The primary function of members of the serpin family is considered to
neutralize overexpressed serine protease activity (26). However, in the
recent studies, it is becoming evident that serpins have multiple
activities on various cell functions. It has been reported that a new
serpin termed maspin showed tumor-suppressing activity by reducing
tumor cell invasion (27). Pigment epithelium-derived factor, first
identified as a secreted product in conditioned medium from cultured
fetal human retinal pigment epithelial cells, was shown to be a serpin
with neurotropic activity (29). A tumor-associated protein isolated
from squamous cell carcinoma tissue of uterine cervix was also shown to
be a serpin and was suggested to play an important role in the
malignant behavior of the tumor cells (31). It has also been
demonstrated that a serpin from the cowpox virus, referred to as CrmA,
can inhibit the IL-1-converting enzyme, which is a cysteine
proteinase, and thus act as a cytokine response modifier by suppressing
IL-1
release in response to inflammation (32). In the current study,
we have added a new example having megakaryocyte maturation activity.

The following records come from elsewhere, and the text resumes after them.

PR #1317, opened 2016-02-27
move e-content to individual post templates

kylewm:

move e-content to individual post templates rather than wrapping the entire post in an e-content, which has the effect of e.g., including the post title inside the e-content

## Here's why I did it:

I don't like seeing the post title duplicated inside the post body in my feed reader. It's possible that this behavior is desireable for some reason, and I am open to suggestions.


kylewm:
hmm, having some CSS issues now.

benwerd:
Holding off on this; will test.

kylewm:
you're right to hold off :) expanding a little on the CSS issues: It's hard to get the font sizes right for both articles and statuses. The CSS is currently something like `.e-content p {font-size: 1.2em}`, which this change broke because statuses become `<p class="p-name e-content"> ... </p>`

benwerd:
Probably CSS shouldn't key off the microformats classes. I'm tempted to move them all entry-content or something else?

kylewm:
tbh, I'm pretty agnostic on whether to style based on mf classes, but it seems most on IRC are against it. `.article .e-content` and `.note .e-content` always seemed useful to me.

Also `entry-content` *is* a microformats (1) class. I think you'd have to add a new class (idno-content?) if you were serious about doing it.

The (hacky?) fix for my issue might just be to make the selector match the new hierarchy too `.e-content p, p.e-content`. 

removing ActivityStreamPost is causing me to move things around right now anyway, such that I'll need to redo this change after that one.

benwerd:
I'm an eejit. idno-content (heh, or known-content, two years after the name change) might be the way to do it.

kylewm:
Took me a while to come around, but I finally agree that styling based on e-content was the problem. I added a new div with class `idno-body`* that replaces e-content in the templates and CSS, and now everything should behave just as it did before.

* turns out idno-content was already taken, so I made a new class idno-body that represents the body of the post. content contains the post's header, body, and footer. I'm open to other naming suggestions as I find the hierarchy between -entry, -content, and -body pretty confusing.

kylewm:
The conflicts are resolved, man

benwerd:
:+1:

The serpin showed the activity on murine bone marrow cells only
moderately that was about 1000-fold less than that of human IL-11.
However, apparent species specificity was observed when the activity
was measured employing human bone marrow cells; the serpin showed the
activity comparable with that of human IL-11. Since the serpin had
essentially no megakaryocyte-inducing activity in vitro in
the absence of murine IL-3, which exhibits Meg-CSF activity, it should
be classified with Meg-POT. Moreover, when injected into mouse, the
serpin increased the number of platelets in plasma, indicating that it
indeed stimulated the production of platelets in vivo.
Until now, several cytokines were shown to have influences on megakaryocyte development. These include IL-1, IL-3, IL-6, IL-11, leukemia inhibitory factor, granulocyte-macrophage colony-stimulating factor, erythropoietin, stem cell factor, and megakaryocyte-potentiating factor (5-11, 33-36). More recently, thrombopoietin (Mpl ligand) was purified and cloned by several groups, and it was shown that this factor was the primary regulator of megakaryocyte development and platelet production (12-16). However, Gurney et al. (17) have shown, by employing the gene knockout mice lacking c-mpl expression, that megakaryocyte numbers and platelet counts were substantially reduced but not completely eliminated. These results indicate that factors other than thrombopoietin are responsible for the residual thrombopoiesis. Our factor may participate in thrombopoiesis through the inhibition of the degradation of some cytokines mentioned above. Such a possibility should be examined in future studies.
The nucleotide sequence(s) reported in this paper has been submitted to the GenBankTM/EMBL Data Bank with accession number(s) D88575[GenBank].